297. Parameterization of complex geological models with PCA‑guided adversarial diffusion for ensemble data assimilation

Source: Journal of Hydrology Type: Concepts & Mechanisms Geohazard Type: None Relevance: 4/10

Core Problem: Data assimilation of complex geological models (e.g., channelized models) in subsurface flow is challenging due to non-Gaussian characteristics and high dimensionality, requiring effective parameterization to preserve plausible geological features while reducing complexity.
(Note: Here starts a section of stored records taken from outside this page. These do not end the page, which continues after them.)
PR #270, opened 2019-03-08
(feat): Feature Management getFeatureVariable Listener

mnoman09:
## Summary
- Introduction of OnDecision Notification Listener.
- Returning default feature variable value if featureEnabled is false.
- Implemented onDecisionListener in:
- get_feature_variable_string
- get_feature_variable_boolean
- get_feature_variable_integer
- get_feature_variable_double

##Ticket: 
[OASIS-4228](https://optimizely.atlassian.net/projects/OASIS/issues/OASIS-4228)


aliabbasrizvi:
> Returning default feature variable value if featureEnabled is false.
Isn't this already the case?

mnoman09:
> > Returning default feature variable value if featureEnabled is false.
> 
> Isn't this already the case?

No it was not the case already, we did that change in all sdks

core-api/src/main/java/com/optimizely/ab/notification/DecisionInfoEnums.java
```diff
@@ -0,0 +1,41 @@
...
+ * WITHOUT WARRANTIES OR CONDITIONS OF ANY KIND, either express or implied. *
+ * See the License for the specific language governing permissions and      *
+ * limitations under the License.                                           *
+ ***************************************************************************/
+
+package com.optimizely.ab.notification;
+
+public class DecisionInfoEnums {
+    public enum GetFeatureVariableDecisionInfo {
+        SOURCE_EXPERIMENT_KEY("source_experiment_key"),
```
aliabbasrizvi: nit. I think alphabetizing will be a good order for this.

core-api/src/main/java/com/optimizely/ab/Optimizely.java
```diff
@@ -649,24 +650,77 @@ String getFeatureVariableValueForType(@Nonnull String featureKey,
...
             }
+            featureEnabled = featureDecision.variation.getFeatureEnabled();
         } else {
             logger.info("User \"{}\" was not bucketed into any variation for feature flag \"{}\". " +
                     "The default value \"{}\" for \"{}\" is being returned.",
                 userId, featureKey, variableValue, variableKey
             );
         }
 
+        Object convertedValue = convertStringToType(variableValue, variableType);
```
mikecdavis: This conversion is now happening twice per api call. Once here and once in the originating method.

core-api/src/main/java/com/optimizely/ab/Optimizely.java
```diff
@@ -649,24 +650,77 @@ String getFeatureVariableValueForType(@Nonnull String featureKey,
...
+        Map<String, Object> decisionInfo = new HashMap<>();
+        decisionInfo.put(DecisionInfoEnums.FeatureVariableDecisionInfo.FEATURE_KEY.toString(), featureKey);
```
mikecdavis: Not a valid use of Enums. What you're doing here just requires constants or can even be a builder.
Via constants this would reduce to:
```
decisionInfo.put(DECISION_FEATURE_KEY, featureKey);
decisionInfo.put(DECISION_FEATURE_ENABLED, featureEnabled);
...
```
Via a builder it would be:
```
Map<String, Object> decisionInfo = DecisionInfoMap.builder()
    .withFeatureKey(featureKey)
    .withFeatureEnabled(featureEnabled)
    ...
    .build();
```

I personally like the builder approach since within the builder you'd abstract some of the conditional logic below.
Actually, in the context of the notification listener the entire thing can benefit from the builder pattern which actually transforms into a fluent pattern if you in corporate the notification itself.

```
DecisionNotification.builder()
    .withUserId(userId)
    .withAttributes(attributes)
    .withFeatureKey(featureKey)
    .withFeatureEnabled(featureEnabled)
    ...
    .send();
```
A much cleaner interface :)

core-api/src/main/java/com/optimizely/ab/Optimizely.java
```diff
@@ -649,24 +650,77 @@ String getFeatureVariableValueForType(@Nonnull String featureKey,
...
+            NotificationCenter.DecisionNotificationType.FEATURE_VARIABLE.toString(),
+            userId,
+            copiedAttributes,
+            decisionInfo);
+
         return variableValue;
     }
 
+    // Helper method which takes type and variable value and convert it to object to use in Listener DecisionInfo object variable value
+    private Object convertStringToType(String variableValue, FeatureVariable.VariableType type) {
```
mikecdavis: Refactor so we're not doing String to Type conversion multiple times and in multiple places.

core-api/src/main/java/com/optimizely/ab/notification/DecisionInfoEnums.java
```diff
@@ -0,0 +1,41 @@
...
+ * Unless required by applicable law or agreed to in writing, software      *
+ * distributed under the License is distributed on an "AS IS" BASIS,        *
+ * WITHOUT WARRANTIES OR CONDITIONS OF ANY KIND, either express or implied. *
+ * See the License for the specific language governing permissions and      *
+ * limitations under the License.                                           *
+ ***************************************************************************/
+
+package com.optimizely.ab.notification;
+
+public class DecisionInfoEnums {
```
mikecdavis: Remove Enum class in favor of something more appropriate. See previous comment about constants vs builder vs fluent approaches.

core-api/src/main/java/com/optimizely/ab/notification/DecisionNotificationListener.java
```diff
@@ -0,0 +1,53 @@
...
+        } else {
+            attributes = new HashMap<>();
+        }
+        assert (args[3] instanceof java.util.Map);
+        Map<String, ?> decisionInfo = (Map<String, ?>) args[3];
+        onDecision(type, userId, attributes, decisionInfo);
+    }
+
+    @Override
+    public abstract void onDecision(@Nonnull String type,
```
mikecdavis: Would require a larger refactor, but we can generalize much better if we used actual notification Objects as opposed to positional arguments which as we can see in this example can lead to bugs since one can easily swap type for userId and attributes for decisionInfo. In this example if we had a `DecisionNotification` object with members `type`, `userId` etc, then everything becomes much more explicit.

core-api/src/main/java/com/optimizely/ab/Optimizely.java
```diff
@@ -445,16 +446,19 @@ public Boolean getFeatureVariableBoolean(@Nonnull String featureKey,
...
+                userId,
+                attributes,
+                FeatureVariable.VariableType.BOOLEAN
+            );
+            return variableValue;
+        } catch (Exception exception) {
+            logger.error("BooleanTypeException while trying to parse \"" + variableValue +
+                "\" as Boolean. " + exception);
         }
         return null;
```
aliabbasrizvi: You can just return `variableValue` here

core-api/src/main/java/com/optimizely/ab/Optimizely.java
```diff
@@ -495,20 +499,21 @@ public Double getFeatureVariableDouble(@Nonnull String featureKey,
...
+        Double variableValue = null;
+        try {
+            variableValue = getFeatureVariableValueForType(
+                featureKey,
+                variableKey,
+                userId,
+                attributes,
+                FeatureVariable.VariableType.DOUBLE
+            );
+            if (variableValue != null) {
```
aliabbasrizvi: This check seems redundant.  You can just change last line to be `return variableValue`

core-api/src/main/java/com/optimizely/ab/Optimizely.java
```diff
@@ -514,20 +510,19 @@ public Double getFeatureVariableDouble(@Nonnull String featureKey,
...
+                featureKey,
+                variableKey,
+                userId,
+                attributes,
+                FeatureVariable.VariableType.DOUBLE
+            );
+            return variableValue;
+        } catch (Exception exception) {
+            logger.error("NumberFormatException while trying to parse \"" + variableValue +
+                "\" as Double. " + exception);
```
loganlinn: @mnoman09 this and a [other](https://github.com/optimizely/java-sdk/pull/270/files#diff-9719ba1e8c37710e7b92b94f0330e552R577) [log](https://github.com/optimizely/java-sdk/pull/270/files#diff-9719ba1e8c37710e7b92b94f0330e552R729) statements in this PR append the exception as a string on log message. the logger should be passed the exception object as a last argument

Key Innovation: Proposal of principal component analysis-guided adversarial diffusion (PCA-GAD), a single-step diffusion-based generative framework combining PCA with adversarial training, to parameterize complex geological models, which preserves key geological structures, reduces dimensionality, and dramatically shortens sampling time for faster ensemble-based data assimilation.

298. Climate warming-induced glacier mass loss driving peak runoff variability and cryosphere service value decline

Source: Journal of Hydrology Type: Hazard Modelling Geohazard Type: Glacier retreat Relevance: 4/10

Core Problem: Climate warming is accelerating glacier melting in High Mountain Asia, threatening water resource sustainability and leading to a decline in cryosphere service value.

Key Innovation: Employed an integrated ice-dynamic model to reconstruct glacier mass balance, assess long-term dynamics under climate scenarios, and quantify ecological value loss from glacier retreat, providing insights into glacier hydrological responses and informing water resource management.